PR #949, opened 2021-04-28
feat(lifecycle): implement resource limit management on Linux using cgroup

fengwa-aws:
**Issue #, if available:**

**Description of changes:**

This change adds a `systemResourceLimits` under `RunWith` configuration, which allows users to configure the resource limits (only memory and cpu for now) for each external service component on Linux. 

This is useful for scenarios where customers want to set a resource limit for components.

Add an integration test 

**Checklist:**
 - [X] Updated or added new integration tests

### DIFF
--- a/.github/workflows/maven.yml
+++ b/.github/workflows/maven.yml
@@ -39,7 +39,9 @@ jobs:
       - name: Build with Maven (not Windows)
         env:
           AWS_REGION: us-west-2
-        run: mvn -ntp -U verify
+        run: |
+          sudo -E mvn -ntp -U verify
+          sudo chown -R runner target
         if: matrix.os != 'windows-latest'
       - name: Upload Failed Test Report
         uses: actions/upload-artifact@v1.0.0
@@ -72,8 +74,8 @@ jobs:
       - name: Build benchmark with Maven
         # Changes can break the benchmark, so compile it now to make sure it is buildable
         run: |
-          mvn -ntp -U install -DskipTests
-          mvn -ntp -U -f src/test/greengrass-nucleus-benchmark install
+          sudo mvn -ntp -U install -DskipTests
+          sudo mvn -ntp -U -f src/test/greengrass-nucleus-benchmark install
         if: matrix.os == 'ubuntu-latest'
       - name: Save PR number
         run: |
@@ -83,7 +85,6 @@ jobs:
           mkdir -p target/jacoco-report
           echo ${{ github.event.number }} > ./pr/NR
           echo ${{ github.event.pull_request.head.sha }} > ./pr/SHA
-
           cp -R target/japicmp/default-cli.xml ./pr/japicmp/default-cli.xml
           cp target/jacoco-report/cobertura.xml ./pr/jacoco-report/cobertura.xml
           cp target/jacoco-report/cobertura-it.xml ./pr/jacoco-report/cobertura-it.xml
--- a/src/integrationtests/java/com/aws/greengrass/integrationtests/lifecyclemanager/GenericExternalServiceIntegTest.java
+++ b/src/integrationtests/java/com/aws/greengrass/integrationtests/lifecyclemanager/GenericExternalServiceIntegTest.java
@@ -5,10 +5,12 @@
 
 package com.aws.greengrass.integrationtests.lifecyclemanager;
 
+import com.aws.greengrass.config.PlatformResolver;
 import com.aws.greengrass.config.Subscriber;
 import com.aws.greengrass.config.Topic;
 import com.aws.greengrass.config.WhatHappened;
 import com.aws.greengrass.dependency.State;
+import com.aws.greengrass.deployment.DeviceConfiguration;
 import com.aws.greengrass.integrationtests.BaseITCase;
 import com.aws.greengrass.integrationtests.util.ConfigPlatformResolver;
 import com.aws.greengrass.lifecyclemanager.GenericExternalService;
@@ -16,6 +18,7 @@ import com.aws.greengrass.lifecyclemanager.Kernel;
 import com.aws.greengrass.logging.impl.GreengrassLogMessage;
 import com.aws.greengrass.logging.impl.Slf4jLogAdapter;
 import com.aws.greengrass.testcommons.testutilities.NoOpPathOwnershipHandler;
+import com.aws.greengrass.util.platforms.unix.linux.Cgroup;
 import org.apache.commons.lang3.SystemUtils;
 import org.junit.jupiter.api.AfterEach;
 import org.junit.jupiter.api.BeforeEach;
@@ -26,6 +29,7 @@ import org.junit.jupiter.params.ParameterizedTest;
 import org.junit.jupiter.params.provider.Arguments;
 import org.junit.jupiter.params.provider.MethodSource;
 
+import java.nio.charset.StandardCharsets;
 import java.nio.file.Files;
 import java.nio.file.Path;
 import java.util.List;
@@ -39,12 +43,16 @@ import java.util.stream.Stream;
 
 import static com.aws.greengrass.componentmanager.KernelConfigResolver.CONFIGURATION_CONFIG_KEY;
 import static com.aws.greengrass.componentmanager.KernelConfigResolver.VERSION_CONFIG_KEY;
+import static com.aws.greengrass.lifecyclemanager.GreengrassService.RUN_WITH_NAMESPACE_TOPIC;
+import static com.aws.greengrass.lifecyclemanager.GreengrassService.SERVICES_NAMESPACE_TOPIC;
 import static com.aws.greengrass.lifecyclemanager.GreengrassService.SERVICE_LIFECYCLE_NAMESPACE_TOPIC;
 import static com.aws.greengrass.lifecyclemanager.GreengrassService.SETENV_CONFIG_NAMESPACE;
+import static com.aws.greengrass.lifecyclemanager.GreengrassService.SYSTEM_RESOURCE_LIMITS_TOPICS;
 import static com.aws.greengrass.testcommons.testutilities.SudoUtil.assumeCanSudoShell;
 import static com.aws.greengrass.testcommons.testutilities.TestUtils.createCloseableLogListener;
 import static org.hamcrest.MatcherAssert.assertThat;
 import static org.hamcrest.Matchers.containsString;
+import static org.hamcrest.Matchers.equalTo;
 import static org.hamcrest.Matchers.hasItem;
 import static org.hamcrest.Matchers.is;
 import static org.hamcrest.io.FileMatchers.anExistingFile;
@@ -58,9 +66,17 @@ import static org.mockito.Mockito.times;
 import static org.mockito.Mockito.verify;
 
 
-class GenericExternalServiceTest extends BaseITCase {
+class GenericExternalServiceIntegTest extends BaseITCase {
 
     private Kernel kernel;
+
+    static Stream<Arguments> posixTestUserConfig() {
+        return Stream.of(
+                arguments("config_run_with_user.yaml", "nobody", "nobody"),
+                arguments("config_run_with_user_shell.yaml", "nobody", "nobody"),
+                arguments("config_run_with_privilege.yaml", "nobody", "root")
+        );
+    }
 
     @BeforeEach
     void beforeEach() {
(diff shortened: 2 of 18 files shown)


src/main/java/com/aws/greengrass/util/platforms/unix/LinuxPlatform.java
```diff
@@ -0,0 +1,143 @@
...
+                    Files.createDirectory(cg.getSubsystemGGPath());
+                }
+                if (!Files.exists(cg.getSubsystemComponentPath(componentName))) {
+                    Files.createDirectory(cg.getSubsystemComponentPath(componentName));
+                }
+            }
+        } catch (IOException e) {
+            logger.atError().setCause(e).kv("componentName", componentName)
+                    .log("Failed to create system resource manager");
+        } catch (InterruptedException e) {
```
MikeDombo, line 53: Recommendation generated by Amazon CodeGuru Reviewer. Leave feedback on this recommendation by replying to the comment or by reacting to the comment using emoji.

src/main/java/com/aws/greengrass/util/platforms/unix/LinuxCgroup.java
```diff
@@ -0,0 +1,49 @@
...
+    public Path getSubsystemGGPath() {
+        return getSubsystemRootPath().resolve("greengrass");
+    }
+
+    public Path getSubsystemComponentPath(String componentName) {
+        return getSubsystemGGPath().resolve(componentName);
+    }
+
+    public String subsystemMountCmd() {
+        return String.format("mount -t cgroup -o %s cgroup /sys/fs/cgroup/%s", this.toString());
```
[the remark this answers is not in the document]
MikeDombo: Also, please don't use `this.toString`. It gets confusing. I'd highly recommend just using `osString` if that's your intention.

src/main/java/com/aws/greengrass/util/platforms/unix/LinuxCgroup.java
```diff
@@ -0,0 +1,49 @@
+/*
+ * Copyright Amazon.com, Inc. or its affiliates. All Rights Reserved.
+ * SPDX-License-Identifier: Apache-2.0
+ */
+
+package com.aws.greengrass.util.platforms.unix;
```
MikeDombo, line 6: probably want a new package for cgroup/resource limits

src/main/java/com/aws/greengrass/util/platforms/unix/LinuxPlatform.java
```diff
@@ -0,0 +1,143 @@
...
+            logger.atWarn().kv(STDOUT, inputStreamToString(proc.getInputStream()))
+                    .kv(STDERR, inputStreamToString(proc.getErrorStream()))
+                    .log("Fail to run command with root: {}", command);
+        }
+    }
+
+    private Set<String> getMountedPaths() throws IOException {
+        Set<String> mountedPaths = new HashSet<>();
+
+        Path procMountsPath = Paths.get("/proc/self/mounts");
```
MikeDombo, line 122: how does this work? are `self/mounts` different from what I would get if I ran `mount` to list all the mounts on the system?

src/main/java/com/aws/greengrass/util/platforms/unix/LinuxPlatform.java
```diff
@@ -0,0 +1,143 @@
...
+                    Integer.toString(pid).getBytes());
+            Files.write(LinuxCgroup.CPU.getSubsystemComponentPath(componentName).resolve("cgroup.procs"), Integer
+                    .toString(pid).getBytes());
+        } catch (IOException e) {
+            logger.atError().setCause(e).kv("componentName", componentName).kv("processId", pid)
+                    .log("Failed to add pid to the cgroup");
+        }
+    }
+
+    private void runCmdWithRoot(String command) throws IOException, InterruptedException {
```
MikeDombo, line 106: this will need to return a value so you know if it succeeded

src/main/java/com/aws/greengrass/util/platforms/unix/LinuxPlatform.java
```diff
@@ -0,0 +1,143 @@
...
+        String[] cmd = getUserDecorator().withUser(getPrivilegedUser()).decorate(command);
```
MikeDombo, line 107: Does this still decorate when we're already root? Because we don't want it to do that. `Exec` handles that properly, not sure if calling these directly also covers it.

src/main/java/com/aws/greengrass/util/platforms/unix/LinuxPlatform.java
```diff
@@ -0,0 +1,143 @@
...
+                    .log("Failed to apply resource limits");
+        }
+    }
+
+    public void addProcessToResourceManager(String componentName, Process process) {
+        if (process == null) {
+            logger.atError().log("The process doesn't exist");
+            return;
+        }
+        int pid = PidUtil.getPid(process);
```
MikeDombo, line 94: this pid is only going to be the pid for either sudo or shell and not the customer's process. So not sure if the cgroup will capture the child like it needs to.

src/main/java/com/aws/greengrass/util/platforms/Platform.java
```diff
@@ -199,4 +198,13 @@ protected abstract FileSystemPermissionView getFileSystemPermissionView(FileSyst
     public abstract void setIpcFilePermissions(Path rootPath);
 
     public abstract void cleanupIpcFiles(Path rootPath);
+
+    public abstract void createResourceManager(String componentName);
```
MikeDombo, line 202: Instead of adding more and more into the platform space, I think we might want to split stuff out and add a generic `getPlatformResourceController` or something like that. And then that class can have all these methods. And of course it can be implemented for different platforms still.

src/main/java/com/aws/greengrass/util/platforms/unix/LinuxPlatform.java
shaguptashaikh, line 53: Is silently failing to create cgroup the right failure handling behavior? Should the component still be started up in this case?

src/main/java/com/aws/greengrass/util/platforms/unix/LinuxPlatform.java
```diff
@@ -0,0 +1,143 @@
...
+                int cpuQuotaUs = (int) (cpuPeriodUs * cpu);
+                String cpuQuotaUsStr = Integer.toString(cpuQuotaUs);
+
+                Files.write(LinuxCgroup.CPU.getSubsystemComponentPath(componentName).resolve("cpu.cfs_quota_us"),
+                        cpuQuotaUsStr.getBytes());
+            }
+
+        } catch (IOException e) {
+            logger.atError().setCause(e).kv("componentName", componentName)
+                    .log("Failed to apply resource limits");
```
shaguptashaikh, line 85: Same here and line 100, only logging may not be sufficient for failure handling?

src/main/java/com/aws/greengrass/util/platforms/unix/LinuxPlatform.java
shaguptashaikh: I think this should be verified through integ tests?

src/main/java/com/aws/greengrass/util/platforms/unix/LinuxPlatform.java
shaguptashaikh: Why not use some relevant utility from Exec.java here? Also, why is it `getPrivilegedUser ` instead of the current user that's running nuclues?

src/main/java/com/aws/greengrass/lifecyclemanager/GenericExternalService.java
```diff
@@ -134,19 +133,56 @@ protected GenericExternalService(Topics c, Topics privateSpace, Platform platfor
...
+            systemResourceLimits = deviceConfiguration.findRunWithDefaultSystemResourceLimits();
+        }
 
+        if (systemResourceLimits == null) {
+            systemResourceController.resetResourceLimits(this);
+        } else {
+            Map<String, Object> resourceLimits = new HashMap<>();
+            for (Map.Entry<String, Object> entry : systemResourceLimits.toPOJO().entrySet()) {
+                resourceLimits.put(entry.getKey(), entry.getValue());
+            }
```
MikeDombo, line 152: just use `putAll`?

src/main/java/com/aws/greengrass/util/platforms/SystemResourceController.java
```diff
@@ -0,0 +1,43 @@
...
+import java.util.Map;
+
+public interface SystemResourceController {
+    /**
+     * Remove the resource controller. This method should be called when an existing generic external service is
+     * removed.
+     *
+     * @param component a generic external service
+     */
+    void removeResourceController(GenericExternalService component);
```
MikeDombo, line 19: should the component definitely need to be a generic external service?

src/main/java/com/aws/greengrass/util/platforms/unix/UnixPlatform.java
```diff
@@ -436,6 +438,11 @@ public PosixFileSystemPermissionView(FileSystemPermission permission) {
         }
     }
 
+    @Override
+    public SystemResourceController getSystemResourceController() {
+        return new StubResourceController();
```
MikeDombo, line 443: do we need to call `new` every time this method gets called?

src/main/java/com/aws/greengrass/util/platforms/unix/linux/LinuxPlatform.java
```diff
@@ -0,0 +1,16 @@
...
+
+package com.aws.greengrass.util.platforms.unix.linux;
+
+import com.aws.greengrass.util.platforms.SystemResourceController;
+import com.aws.greengrass.util.platforms.unix.UnixPlatform;
+
+public class LinuxPlatform extends UnixPlatform {
+    @Override
+    public SystemResourceController getSystemResourceController() {
+        return new LinuxSystemResourceController(this);
```
MikeDombo, line 14: same here. Save this object as a field so we don't need to recreate it?

src/main/java/com/aws/greengrass/util/platforms/unix/linux/LinuxSystemResourceController.java
```diff
@@ -0,0 +1,174 @@
...
+    }
+
+    @Override
+    public void updateResourceLimits(GenericExternalService component, Map<String, Object> resourceLimit) {
+        try {
+            if (!Files.exists(Cgroup.Memory.getSubsystemComponentPath(component.getServiceName()))) {
+                initializeCgroup(component, Cgroup.Memory);
+            }
+            if (resourceLimit.containsKey(MEMORY_KEY)) {
+                long memoryLimitInKB = (long) resourceLimit.get(MEMORY_KEY);
```
MikeDombo, line 57: use the Coerce methods. Coerce.toLong

src/main/java/com/aws/greengrass/util/platforms/unix/linux/LinuxSystemResourceController.java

────────────────────

▶ Exercise brief: Write the number of lines in the data above that contain the word "Save", and add nothing to it.

▶ Answer section: 2